PR #703, opened 2021-04-28
Verify URL before making the request, fixes #527, fixes #545.

### LINKED ISSUE #527: URL scheme doesn't matter?
This does not seem like it should work:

▶ [Your assignment] Type the material above out again, exactly.

▶ [Response to this task]
PR #703, opened 2021-04-28
Verify URL before making the request, fixes #527, fixes #545.

### LINKED ISSUE #527: URL scheme doesn't matter?
This does not seem like it should work:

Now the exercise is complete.